At this point I started to recall my days spent developing “trading systems” – i.e. systems for short-term trading rather than “investing”. These systems would establish “buy” and “sell” rules based, usually, on some combination of price and/or technical indicator signals. Sometimes, if a “system” that I thought might work well turned out to lose consistently, I would simply “flip” the rules i.e. change “buy” to “sell” and “sell” to “buy” and test the “new system” on a different asset to determine whether the “new system” was robust – i.e. produced winning trades.
As a slight modification of this idea I decided to “flip” the Sharpe/Sortino ratio and use the inverse of the ratio to determine the weighting (an inverse SW strategy). When I did this I got the following results:
The dashed blue line shows the performance when using the Inverse Sortino Ratio (for clarity I have not shown the Inverse Sharpe line, but it is virtually identical). The difference between the performance of a 2-asset portfolio using a direct Sharpe/Sortino ratio and an Inverse Sharpe/Sortino ratio is very significant!
Before saying more about this, for the sake of completeness, I’ll just add plots of a 1-asset (top ranked) portfolio and a 3-asset (Sharpe) SW portfolio:
We note here that the performance of the 1-asset portfolio (100% allocated to a single ETF) is similar to other portfolios with the characteristic that it exhibits significantly more volatility – as might be expected. The 3-asset portfolio, using a direct Sharpe ratio proportionality (and correlation correction) shows a similar volatility to other portfolios but suffers in that it generates significantly lower returns.
The performance characteristics of all portfolios is summarized in the table below:
Only one portfolio exhibits performance better than an equal weighted (EW) portfolio and this is the one with weightings proportional to the inverse of the Sortino (or Sharpe) ratio.

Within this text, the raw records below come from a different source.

Issue #1653, opened 2020-12-14
Node Pools: Allow to filter nodes by labels


mzueva:
**Background**
At the moment it is possible to filter cluster nodes by `runId` and `ip` using `/cluster/node/filter` API method. It would be useful to allow to filter nodes by labels and values as well.

**Approach**
- Extend `FilterNodesVO` object with `labels` [`Map<String, String>`]
- `/cluster/node/filter` API method shall returns only nodes with matching `labels`

PR #1664, opened 2020-12-18
Issue #1653: Added labels filter to the filterNodes method

youkofan:
Issue #1653

### DIFF
--- a/api/src/main/java/com/epam/pipeline/manager/cluster/NodesManager.java
+++ b/api/src/main/java/com/epam/pipeline/manager/cluster/NodesManager.java
@@ -59,11 +59,13 @@ import org.springframework.util.Assert;
 import javax.annotation.PostConstruct;
 import java.util.ArrayList;
 import java.util.Arrays;
+import java.util.Collection;
 import java.util.Collections;
 import java.util.HashMap;
 import java.util.List;
 import java.util.Map;
 import java.util.Optional;
+import java.util.Set;
 import java.util.function.Predicate;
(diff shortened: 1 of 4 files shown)


api/src/main/java/com/epam/pipeline/manager/cluster/NodesManager.java
```diff
@@ -153,8 +153,14 @@ public void init() {
                         address.getAddress().equalsIgnoreCase(filterNodesVO.getAddress());
                 addressFilter = node ->
                         node.getAddresses() != null && node.getAddresses()
-                                .stream()
-                                .filter(addressEqualsPredicate).count() > 0;
+                                .stream().anyMatch(addressEqualsPredicate);
+            }
+            Predicate<NodeInstance> labelsFilter = node -> true;
```
mzueva: I'd suggest to reuse `labelsMap` (line 145) as it used for filtering by labels - just what we need here.

api/src/main/java/com/epam/pipeline/manager/cluster/NodesManager.java
```diff
@@ -153,8 +153,14 @@ public void init() {
...
+            if (filterNodesVO.getLabels() != null && !filterNodesVO.getLabels().isEmpty()) {
```
mzueva: You can use `MapUtils.isNotEmpty` fro such check

mzueva (changes requested):

mzueva (approved):

Issue #1652, opened 2020-12-14
Node Pools: VMMonitor shall handle pool nodes


mzueva:
**Background**
With implementation of node pools #841 cluster may have nodes with non-numeric `runid` label, e.g. `p-123`. `VMMonitor` service shall handle such nodes and verify their state accordingly.

**Approach**
If a node has non-numeric `runid` label `VMMonitor` service shall check `pool_id` label. If pool label is present and corresponding `NodePool` exists such node shall be considered valid, otherwise a notification shall be send.

PR #1665, opened 2020-12-18
Issue #1652: VMMonitor shall handle pool nodes

cryteq:
This PR is related to issue #1652 and enables monitor to validate nodes with non-numeric `runid` and existing `pool_id`

### DIFF
--- a/vm-monitor/src/main/java/com/epam/pipeline/vmmonitor/service/vm/VMMonitor.java
+++ b/vm-monitor/src/main/java/com/epam/pipeline/vmmonitor/service/vm/VMMonitor.java
@@ -48,24 +48,26 @@ import java.util.stream.Collectors;
 @Service
 public class VMMonitor {
 
-    private static final String POOL_ID_LABEL = "poolid";
     private final CloudPipelineAPIClient apiClient;
     private final VMNotifier notifier;
     private final Map<CloudProvider, VMMonitorService> services;
     private final List<String> requiredLabels;
     private final String runIdLabel;
+    private final String poolIdLabel;
 
     public VMMonitor(final CloudPipelineAPIClient apiClient,
                      final VMNotifier notifier,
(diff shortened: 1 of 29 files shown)


vm-monitor/src/main/java/com/epam/pipeline/vmmonitor/service/vm/VMMonitor.java
```diff
@@ -102,7 +106,7 @@ private void checkVmState(final VirtualMachine vm) {
                 checkMatchingNodes(nodes, vm);
             } else {
                 log.debug("No matching nodes were found for VM {} {}.", vm.getInstanceId(), vm.getCloudProvider());
-                if (!matchingRunExists(vm)) {
+                if (!matchingRunExists(vm) && !poolIdExists(vm)) {
```
mzueva: Pool label exists only on kubernetes nodes, so we shall check it in `checkLabels` method, which operates kubernetes `Node` instead of AWS `VirtualMachine`

mzueva (changes requested):

vm-monitor/src/main/java/com/epam/pipeline/vmmonitor/service/vm/VMMonitor.java
```diff
@@ -124,6 +128,23 @@ private boolean matchingRunExists(final VirtualMachine vm) {
         return false;
     }
 
+    private boolean poolIdExists(final VirtualMachine vm) {
+        log.debug("Checking whether a node pool with corresponding pool id exists.");
```
mzueva, line 132: As I mentioned previously `VirtualMachine ` doesn't have `pool` label, we need to check  `NodeInstance ` tags instead.

mzueva (changes requested):

mzueva (approved):

Issue #1639, opened 2020-12-09
`pipe` shall allow to import users from CSV


sidoruka:
**Background**
At the moment, Cloud Pipeline allows creating users one-by-one via the GUI. If a number of users shall be created - it would be nice to have a batch creation option.

**Approach**
* Introduce a `pipe users import` command:
```
pipe users import --create-user \
                  --create-group \
                  --create-<METADATA_ITEM_NAME>
                  <PATH_TO_CSV>
```
* Command shall import users from the CSV file (specified by `PATH_TO_CSV`), according to the following rules:
* CSV format:
```
UserName,Groups,MetadataItem1,MetadataItem2,MetadataItemN
user1,ROLE_ADMIN|NGS_USERS,Value1,Value2,ValueN
user2,NGS_USERS,Value3,Value4,ValueN
user3,,Value3,Value4,ValueN
user4,NGS_USERS,,,
```
* If the user with `UserName` does not exist:
  * If `--create-user` is specified - the user shall be created
  * Otherwise - skip such user
* If the user is not a member of one of the groups, listed in `Groups` - the user shall be added to the group(s)
* If one of the group(s) does not exist:
  * If `--create-group` is specified - the group shall be created and a user shall be assigned to that group
  * Otherwise - skip the group
* For each of the `MetadataItemX` the following actions shall be performed:
  * If the user does not have an attribute with the name `MetadataItemX` and the attribute's name does not match any existing `SYSTEM DICTIONARY` - it shall be added with a corresponding value
  * If an attribute already exists, but the value is different - it shall be updated with a corresponding value (for the cases, when the attribute's name does not match any existing `SYSTEM DICTIONARY`)
  * If an attribute is an existing `SYSTEM DICTIONARY` and a value is linked to another dictionary - this link shall be handled in the same manner as GUI does (i.e. another attribute shall be added/updated, according to the link)
  * If an attribute is an existing `SYSTEM DICTIONARY` and a value does not exist in that dictionary:
    * If `--create-<METADATA_ITEM_NAME>` is specified (where `<METADATA_ITEM_NAME>` shall match the column name) - the value shall be added as a new dictionary entry
    * Otherwise - skip the metadata item
* If one of the values is empty (i.e. `Groups`, `MetadataItemX`) for a specific user - this field shall be skipped (like `user3` and `user4` in the example above)
* For each of the actions (user created, user assigned to a group, group created, metadata updated for a user, etc.) - a corresponding log string shall be written to `stdout`

[...]

PR #1667, opened 2020-12-18
`pipe` shall allow to import users from CSV

ekazachkova:
The current PR provides implementation for issue #1639 and contains the following changes:
- a new API method `POST users/import` was implemented. This method registers users, roles and metadata specified in input file. Supports optional query parameters:
  - `createUser` - true if user shall be created if not exists. Default: `false`
  - `createGroup` - true if group shall be created if not exists. Default: `false` 
  - `createMetadata` - the list of metadata keys that shall be created if not exists
- a new CLI command `pipe users import <path-to-file>` implemented. This command provides the following options:
  - `--create-user (-cu)` - true if user shall be created if not exists. Default: `false`
  - `--create-group (-cg)` - true if group shall be created if not exists. Default: `false` 
  - `--create-metadata (-cm)` - metadata keys that shall be created. Multiple options supported.

### DIFF
--- a/api/src/main/java/com/epam/pipeline/manager/user/UserImportManager.java
+++ b/api/src/main/java/com/epam/pipeline/manager/user/UserImportManager.java
@@ -1,0 +1,213 @@
+/*
+ * Copyright 2017-2020 EPAM Systems, Inc. (https://www.epam.com/)
+ *
+ * Licensed under the Apache License, Version 2.0 (the "License");
+ * you may not use this file except in compliance with the License.
+ * You may obtain a copy of the License at
+ *
+ *     http://www.apache.org/licenses/LICENSE-2.0
+ *
+ * Unless required by applicable law or agreed to in writing, software
+ * distributed under the License is distributed on an "AS IS" BASIS,
+ * WITHOUT WARRANTIES OR CONDITIONS OF ANY KIND, either express or implied.
+ * See the License for the specific language governing permissions and
+ * limitations under the License.
+ */
+
+package com.epam.pipeline.manager.user;
+
+import com.epam.pipeline.dao.user.RoleDao;
+import com.epam.pipeline.entity.metadata.CategoricalAttribute;
+import com.epam.pipeline.entity.metadata.CategoricalAttributeValue;
+import com.epam.pipeline.entity.metadata.MetadataEntry;
+import com.epam.pipeline.entity.metadata.PipeConfValue;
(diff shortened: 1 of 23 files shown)


api/src/main/java/com/epam/pipeline/manager/user/UserImportManager.java
```diff
@@ -0,0 +1,241 @@
...
+                events.addAll(ListUtils.emptyIfNull(processUser(user, createUser, createGroup, categoricalAttributes)));
+            } catch (Exception e) {
+                log.error(String.format("Failed to process user '%s'", user.getUserName()), e);
+                events.add(PipelineUserEvent.error(user.getUserName(), e.getMessage()));
+            }
+        });
+        return events;
+    }
+
+    @Transactional(propagation = Propagation.REQUIRED)
```
mzueva, line 59: I don't think that `@Transactional` will work in this case as it is called from public non-transcation methods in the same class

api/src/main/java/com/epam/pipeline/manager/user/UserImportManager.java
```diff
@@ -0,0 +1,241 @@
...
+                                                       final List<String> attributesToCreate,
+                                                       final MultipartFile file) {
+        final List<PipelineUserEvent> events = new ArrayList<>();
+        final List<CategoricalAttribute> categoricalAttributes = ListUtils
+                .emptyIfNull(categoricalAttributeManager.loadAll());
+        final List<PipelineUserWithStoragePath> users =
+                new UserImporter(events, categoricalAttributes, attributesToCreate).importUsers(file);
+        categoricalAttributeManager.updateCategoricalAttributes(categoricalAttributes);
+
+        users.forEach(user -> {
```
mzueva: can be replaced with `map`

api/src/main/java/com/epam/pipeline/manager/user/UserImportManager.java
```diff
@@ -0,0 +1,241 @@
...
+            try {
+                events.addAll(ListUtils.emptyIfNull(processUser(user, createUser, createGroup, categoricalAttributes)));
+            } catch (Exception e) {
+                log.error(String.format("Failed to process user '%s'", user.getUserName()), e);
```
mzueva: I'd suggest to use `MessageHelper` for message formatting

mzueva (changes requested):

mzueva (approved):

Issue #1646, opened 2020-12-10
Allow to export node monitoring report in Excel format


sidoruka:
**Background**
Relates to #1628
At the moment, Cloud Pipeline allows exporting instance utilization report in the CSV format. Either from GUI or CLI (via #1628).
It would be great to have some charts in the exported file as well. To achieve this - we shall use Excel format with the built-in charts.

**Approach**
* Admin shall be able to specify a location of the Excel template (`application.properties`/`env vars` will do)
* Excel template shall have two sheets:
  * Charts - contains a set of charts, that mimic the Cloud Pipeline GUI and use the data from the `Data` sheet
  * Data - contains a table, similar to the existing CSV export
* User shall be able to choose which format to use for the export (via GUI and CLI): `CSV` or `XLS` (default)

sidoruka:
Please backport to `release/0.16`

rodichenko:
@sidoruka @NShaforostov @mzueva GUI part backported to `release/0.16` (26eaccd8b96e4334028277f8596299d5afaf573c)

NShaforostov:
Verified.
Works well.

Were tested:
- export node utilization data in `xls` via GUI (with different settings - period interval, start/end dates)
- export node utilization data in `xls` via `pipe` CLI (with different options - `--interval`, `--date-from`, `--date-to`, `--output`)
- comparison of reports received by different ways

NShaforostov:
**Docs** were updated via #1516.

PR #1677, opened 2020-12-22
Issue #1646 Add exported monitoring report type selection to CLI

Wedds:
This PR is related to issue #1646

It allows specifying the type of monitoring report, that a user wants to export via pipe-cli (`XLS` or `CSV`).

### DIFF
--- a/pipe-cli/pipe.py
+++ b/pipe-cli/pipe.py
@@ -1623,8 +1623,8 @@ def cluster():
 @click.option('-p', '--interval', required=False, help='The time interval. This option shall have the following format:'
                                                        ' <N>m for minutes or <N>h for hours, where <N> is the required '
                                                        'number of minutes/hours. Default: 1m.')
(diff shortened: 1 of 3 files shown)


pipe-cli/pipe.py
```diff
@@ -1623,13 +1623,15 @@ def cluster():
 @click.option('-p', '--interval', required=False, help='The time interval. This option shall have the following format:'
                                                        ' <N>m for minutes or <N>h for hours, where <N> is the required '
                                                        'number of minutes/hours. Default: 1m.')
+@click.option('-rt', '--report-type', required=False, help='Exported report type (case insensitive).'
```
mzueva: Please leave `csv` as default type to keep current behaviour as default. Set value using `default='CSV'`.

mzueva (changes requested):

pipe-cli/pipe.py
Wedds: Done

Issue #1736, opened 2021-01-18
Unit tests: Refactor PipelineWithPermissionsTest


mzueva:
**Background**
At the moment `PipelineWithPermissionsTest` is annotated with `@DirtiesContext` and uses `TestApplicationWithAclSecurity` as context configuration. In order to reduce test startup time we need to remove `@DirtiesContext` annotation and rewrite test using inheritance from `AbstractAclTest`.

PR #1748, opened 2021-01-26
Issue #1736 Refactor PipelineWithPermissionTest

VolLol:
Remove @DirtiesContext, inheritance from AbstractAclTest and rewrite test methods

Issue #1736


api/src/test/java/com/epam/pipeline/test/acl/AbstractAclTest.java
```diff
@@ -29,19 +30,14 @@
...
-import java.util.ArrayList;
-import java.util.Collections;
-import java.util.List;
+import java.util.*;
 import java.util.stream.IntStream;
 
-import static org.mockito.Matchers.anyList;
-import static org.mockito.Matchers.eq;
+import static org.mockito.Matchers.*;
 import static org.mockito.Mockito.doReturn;
```
tcibinan: It is a good practice to not use asterisk imports. You can disable automated imports optimization in your IDE settings.

api/src/test/java/com/epam/pipeline/test/acl/AbstractAclTest.java
```diff
@@ -107,8 +108,36 @@ protected void initAclEntity(AbstractSecuredEntity entity, List<AbstractGrantPer
...
+                        .forEach(i -> {
+                            AbstractGrantPermission permission = permissions.get(i);
+                            acl.insertAce(i, permissionFactory.buildFromMask(permission.mask), permission.toSid(), true);
+                        });
+            }
+            doReturn(acl).when(aclService).readAclById(eq(objectIdentity), anyList());
+            doReturn(acl).when(aclService).getAcl(eq(entity));
+            doReturn(acl).when(aclService).getOrCreateObjectIdentity(eq(entity));
+            doReturn(acl).when(aclService).createAcl(eq(entity));
+            doReturn(acl).when(aclService).updateAcl(acl);
```
tcibinan: It looks like we can extract this code to a private method which returns an acl object. This way we can get rid of code duplication.

api/src/test/java/com/epam/pipeline/manager/pipeline/PipelineWithPermissionsTest.java
```diff
@@ -71,80 +67,264 @@
...
-    @WithMockUser(username = TEST_OWNER1)
-    public void testMergePermissions() {
+    public void shouldReturnPermissionsWhenGrantedToPipelineCase1() {
         // key - pipelineId, value - <sid, mask>
-        Map<Long, Map<String, Integer>> expectedMap = new HashMap<>();
-        HashMap<String, Integer> permissionsForPipeline1 = new HashMap<>();
-        HashMap<String, Integer> permissionsForPipeline2 = new HashMap<>();
+        final Map<Long, Map<String, Integer>> expectedMap = new HashMap<>();
+        final Map<String, Integer> permissionsForPipeline1 = new HashMap<>();
+        final Map<String, Integer> permissionsForPipeline2 = new HashMap<>();
```
tcibinan: I suggest moving these declarations closer to the call site.

api/src/test/java/com/epam/pipeline/manager/pipeline/PipelineWithPermissionsTest.java
```diff
@@ -71,80 +67,264 @@
...
+    @Test
+    public void shouldReturnPermissionsWhenGrantedToPipelineCase2() {
+        // key - pipelineId, value - <sid, mask>
+        final Map<Long, Map<String, Integer>> expectedMap = new HashMap<>();
+        final Map<String, Integer> permissionsForPipeline1 = new HashMap<>();
+        final Map<String, Integer> permissionsForPipeline2 = new HashMap<>();
+
+        final List<Pair<AbstractSecuredEntity, List<AbstractGrantPermission>>> pipelinesAndFolders = Arrays.asList(
+                new ImmutablePair<>(pipeline1, Collections.singletonList(new UserPermission(TEST_USER_1, AclPermission.WRITE.getMask()))),
+                new ImmutablePair<>(pipeline1, Collections.singletonList(new UserPermission(TEST_USER_2, AclPermission.WRITE.getMask()))),
```
tcibinan: I believe that you should specify permissions for a single entity using a single pair because new `initAclEntity` method just overrides already specified object entity permissions.

As a result in this test you give WRITE permissions for the first pipeline to the first user but in the `expectedMap` you specify that the first user should have READ permissions for the first pipeline.

```java
new ImmutablePair<>(pipeline1, Arrays.asList(
    new UserPermission(TEST_USER_1, AclPermission.WRITE.getMask()), 
    new UserPermission(TEST_USER_2, AclPermission.WRITE.getMask())))
```

Please check for similar cases in other tests too.

api/src/test/java/com/epam/pipeline/manager/pipeline/PipelineWithPermissionsTest.java
```diff
@@ -71,80 +67,264 @@
...
+
+        final PipelineWithPermissions pipelineWithPermissions2 = new PipelineWithPermissions();
+        pipelineWithPermissions2.setId(pipeline2.getId());
+        pipelineWithPermissions2.setOwner(pipeline2.getOwner());
+        doReturn(pipelineWithPermissions2).when(mockPipelineWithPermissionsMapper).toPipelineWithPermissions(eq(pipeline2));
+
+        final PipelineWithPermissions pipelineWithPermissions3 = new PipelineWithPermissions();
+        pipelineWithPermissions3.setId(pipeline2.getId());
+        pipelineWithPermissions3.setOwner(pipeline2.getOwner());
+        doReturn(pipelineWithPermissions3).when(mockPipelineWithPermissionsMapper).toPipelineWithPermissions(eq(pipeline2));
```
tcibinan: Mocking of `pipelineWithPermissions2` is overriden by mocking of `pipelineWithPermissions3`. I would suggest to get rid of  `pipelineWithPermissions3` declaration at all because it doesn't really have any effect on the test.

api/src/test/java/com/epam/pipeline/manager/pipeline/PipelineWithPermissionsTest.java
```diff
@@ -71,80 +67,264 @@
...
+
+        final PipelineWithPermissions pipelineWithPermissions1 = new PipelineWithPermissions();
+        pipelineWithPermissions1.setId(pipeline1.getId());
+        pipelineWithPermissions1.setOwner(pipeline1.getOwner());
+        doReturn(pipelineWithPermissions1).when(mockPipelineWithPermissionsMapper).toPipelineWithPermissions(eq(pipeline1));
+
+        final PipelineWithPermissions pipelineWithPermissions2 = new PipelineWithPermissions();
+        pipelineWithPermissions2.setId(pipeline2.getId());
+        pipelineWithPermissions2.setOwner(pipeline2.getOwner());
+        doReturn(pipelineWithPermissions2).when(mockPipelineWithPermissionsMapper).toPipelineWithPermissions(eq(pipeline2));
```
tcibinan: Feels like this part of the tests can be extracted to `mockPipelineAndFolders` method because it is common mocking and it is pretty transparent.

tcibinan (changes requested):

api/src/test/java/com/epam/pipeline/manager/pipeline/PipelineWithPermissionsTest.java
tcibinan: I meant that we should just move these declarations to the end of each test. Something like this 

```java
final Map<String, Integer> permissionsForPipeline1 = Collections.singletonMap(TEST_USER_1.toUpperCase(), 5);
final Map<String, Integer> permissionsForPipeline2 = Collections.singletonMap(TEST_USER_1.toUpperCase(), 1);
final Map<Long, Map<String, Integer>> expectedMap = new HashMap<>();
expectedMap.put(pipeline1.getId(), permissionsForPipeline1);
expectedMap.put(pipeline2.getId(), permissionsForPipeline2);
assertPipelineWithPermissions(expectedMap);
```

or even this if applicable

```java
final Map<Long, Map<String, Integer>> expectedMap = new HashMap<>();
expectedMap.put(pipeline1.getId(), Collections.singletonMap(TEST_USER_1.toUpperCase(), 5));
expectedMap.put(pipeline2.getId(), Collections.singletonMap(TEST_USER_1.toUpperCase(), 1));
assertPipelineWithPermissions(expectedMap);
```

api/src/test/java/com/epam/pipeline/manager/pipeline/PipelineWithPermissionsTest.java
```diff
@@ -71,80 +78,159 @@
...
+                        new UserPermission(TEST_USER_1, AclPermission.WRITE.getMask()),
+                        new UserPermission(TEST_USER_2, AclPermission.WRITE.getMask()))),
+                new ImmutablePair<>(pipeline2, Collections.singletonList(new UserPermission(TEST_USER_1, AclPermission.READ.getMask()))),
+                new ImmutablePair<>(folder1, Collections.singletonList(new UserPermission(TEST_USER_1, AclPermission.READ.getMask()))),
+                new ImmutablePair<>(folder2, Collections.singletonList(new UserPermission(TEST_USER_1, AclPermission.READ.getMask()))));
+
+        mockPipelineAndFolders(pipelinesAndFolders);
+
+        Arrays.asList(new UserPermission(TEST_USER_1, AclPermission.WRITE.getMask()),
+                new UserPermission(TEST_USER_2, AclPermission.WRITE.getMask()));
```
tcibinan: Unused piece of code.

api/src/test/java/com/epam/pipeline/test/acl/AbstractAclTest.java
```diff
@@ -107,8 +120,35 @@ protected void initAclEntity(AbstractSecuredEntity entity, List<AbstractGrantPer
...
+        pairs.forEach(p -> {
+            final AbstractSecuredEntity entity = p.getLeft();
+            final List<AbstractGrantPermission> permissions = p.getRight();
+            initAclEntity(entity, permissions);
+            ObjectIdentityImpl objectIdentity = new ObjectIdentityImpl(entity);
+            AclImpl acl = prepareAcl(objectIdentity, entity, permissions);
+            acls.put(objectIdentity, acl);
+        });
+        doReturn(acls).when(aclService).getObjectIdentities(anySet());
+    }
```
tcibinan: I would suggest getting rid of an additional `prepareAcl` method but just return `AclImpl` from an existing `initAclEntity` method. Once such refactoring is applied then we can simplify new method like this:

```suggestion
    protected void initAclEntity(List<Pair<AbstractSecuredEntity, List<AbstractGrantPermission>>> pairs) {
        final Map<ObjectIdentity, Acl> acls = pairs.stream()
            .map(p -> initAclEntity(p.getLeft(), p.getRight()))
            .collect(Collectors.toMap(AclImpl::getObjectIdentity, Function.identity());
        doReturn(acls).when(aclService).getObjectIdentities(anySet());
    }
```

tcibinan (changes requested):

api/src/test/java/com/epam/pipeline/test/acl/AbstractAclTest.java
tcibinan: See https://github.com/epam/cloud-pipeline/pull/1748#discussion_r567904583.

api/src/test/java/com/epam/pipeline/manager/pipeline/PipelineWithPermissionsTest.java
```diff
@@ -71,80 +78,159 @@
...
+    public void shouldReturnPermissionsWhenGrantedToPipelineCase4() {
+        final List<Pair<AbstractSecuredEntity, List<AbstractGrantPermission>>> pipelinesAndFolders = Arrays.asList(
+                new ImmutablePair<>(pipeline1, Arrays.asList(
+                        new UserPermission(TEST_USER_1, AclPermission.WRITE.getMask()),
+                        new UserPermission(TEST_USER_2, AclPermission.WRITE.getMask()))),
+                new ImmutablePair<>(pipeline2, Collections.singletonList(new UserPermission(TEST_USER_1, AclPermission.READ.getMask()))),
+                new ImmutablePair<>(folder1, Arrays.asList(
+                        new UserPermission(TEST_USER_1, AclPermission.READ.getMask()),
+                        new UserPermission(TEST_USER_2, AclPermission.READ.getMask()),
+                        new UserPermission(TEST_USER_2, AclPermission.NO_READ.getMask()))),
```
tcibinan: Why do you set both `READ` and `NO_READ` permissions? According to [the original test](https://github.com/epam/cloud-pipeline/blob/develop/api/src/test/java/com/epam/pipeline/manager/pipeline/PipelineWithPermissionsTest.java#L138) you should grant `NO_READ` permission for the first folder to second user and then check that resulting mask equals to `2`.

Could you please double check that you are testing exact the same cases as the original test does in all test methods.

tcibinan (changes requested):

tcibinan (changes requested):
Could you please also execute the following gradle tasks to check if automated verification passes: pmdMain, pmdTest, checkstyleMain, checkstyleTest. You can do it using your IDE or using a command line like this.

```bash
# linux
./gradlew api:pmdMain api:pmdTest api:checkstyleMain api:checkstyleTest

# windows
gradlew.bat api:pmdMain api:pmdTest api:checkstyleMain api:checkstyleTest
```

Usually before submitting pull request I build an entire api module to be sure that my changes don't break anything. You can do it using one of the following commands. Unfortunately it takes about 10 minutes right now but the build time is constantly decreasing due to pull requests like this.

```bash
# linux
./gradlew api:build

# windows
gradlew.bat api:build
```

api/src/test/java/com/epam/pipeline/manager/pipeline/PipelineWithPermissionsTest.java
VolLol: In the first test it will work, but in the other tests it will be replaced existing map in the expected map and tests will not passed.

tcibinan (approved):

Issue #1750, opened 2021-01-26
Introduce mount timeout for EFS and Lustre


kamyshova:
**Background**

At the moment, Cloud Pipeline sensitive runs don't have access to the EFS and the FSx for Lustre filesystems. 
Thus the sensitive run hangs at startup initialization if an NFS storage is mounted. 

**Approach**

* Introduce a `mount_timeout` option to NFS mounting.

mzueva:
Timeout approach doesn't work for all cases, so it would be helpful to completely skip mounting of NFS storage to sensitive runs. Let's introduce a new SystemPreference `storage.mounts.nfs.sensitive.policy` with the following supported values:
- `SKIP` -  NFS mounts shall be skipped for sensitive runs
- `TIMEOUT` - NFS mounts shall be mounted with retry & timeo options for sensitive runs
- `NONE` or missing value - handle NFS mount in common way (mount with options provided for storage)

rodichenko:
@sidoruka, @NShaforostov  GUI part implemented, backported to `release/0.16` (66bba6f7bdc2854556fd38f6a3175acd9f82b7fb)

PR #1769, opened 2021-01-29
Introduce the new system preference for NFS mount of sensitive runs

kamyshova:
The addition to issue #1750
`storage.mounts.nfs.sensitive.policy` system preference was added for NFS mount of sensitive runs.
The preference supports `SKIP`, `TIMEOUT`, `NONE` values.
-   `SKIP` - NFS mounts shall be skipped for sensitive runs
-   `TIMEOUT` - NFS mounts shall be mounted with retry & timeo options for sensitive runs
-   `NONE` or missing value - handle NFS mount in common way (mount with options provided for storage)

### DIFF
--- a/api/src/main/java/com/epam/pipeline/manager/preference/PreferenceValidators.java
+++ b/api/src/main/java/com/epam/pipeline/manager/preference/PreferenceValidators.java
@@ -1,5 +1,5 @@
 /*
- * Copyright 2017-2020 EPAM Systems, Inc. (https://www.epam.com/)
+ * Copyright 2017-2021 EPAM Systems, Inc. (https://www.epam.com/)
  *
  * Licensed under the Apache License, Version 2.0 (the "License");
  * you may not use this file except in compliance with the License.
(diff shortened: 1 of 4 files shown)


api/src/main/java/com/epam/pipeline/manager/preference/PreferenceValidators.java
```diff
@@ -255,6 +255,9 @@
     public static final BiPredicate<String, Map<String, Preference>> isValidLongPauseRunAction =
             (pref, ignored) -> LongPausedRunAction.contains(pref);
 
+    public static final BiPredicate<String, Map<String, Preference>> isValidNFSMountSensitivePolicy = (pref, ignored) ->
```
mzueva: We already have `isValidEnum` preference validator, I think we can use it here

workflows/pipe-common/scripts/mount_storage.py
```diff
@@ -512,6 +514,7 @@ def _get_credentials(self, storage):
 
 class NFSMounter(StorageMounter):
     available = False
+    sensitive_policy = PipelineAPI(os.environ['API'], None).get_preference(SENSITIVE_POLICY_PREFERENCE)['value']
```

This puts us in the dilemma as to whether we just accept this as a “heuristic” observation or whether there is a more scientific reason for the “anomaly” – or deviation from the original “logic” thought process. At present, the only possible explanation that I can think of is that, since the Sharpe/Sortino ratio’s contain a measure of deviation from a “mean” momentum, there may be a tendency to “revert to the mean” and therefore an advantage of using an inverse relationship i.e. lower deviations may tend to move further from the mean (positive acceleration) whereas higher deviations may tend to slow down and (even if still exhibiting positive momentum) show a lower rate of acceleration. Other thoughts would be welcome.
Before finishing, I should mention that the SW strategy includes the use of a maximum % allocation, followed by a normalization calculation. I have used 2 models, one uses an equal weight (EW) maximum (i.e. if we are selecting 2 assets then the maximum allocation to either asset (before normalization) would be 100/2 = 50% – after normalization this would increase slightly), the other uses a Rank Weighted (RW) maximum (i.e. for a 2 asset portfolio the maximum allocation would be 2/(1+2) = 66.67% – again increasing slightly after normalization. The results shown above all use the EW maximum option. The RW maximum method shows slightly better performance (for the inverse relationship), but not significantly so. The most significant observation is that the “flip” (below/above the green EW line) between direct and inverse proportionality remains consistent, irrespective of whether the EW or RW method is used.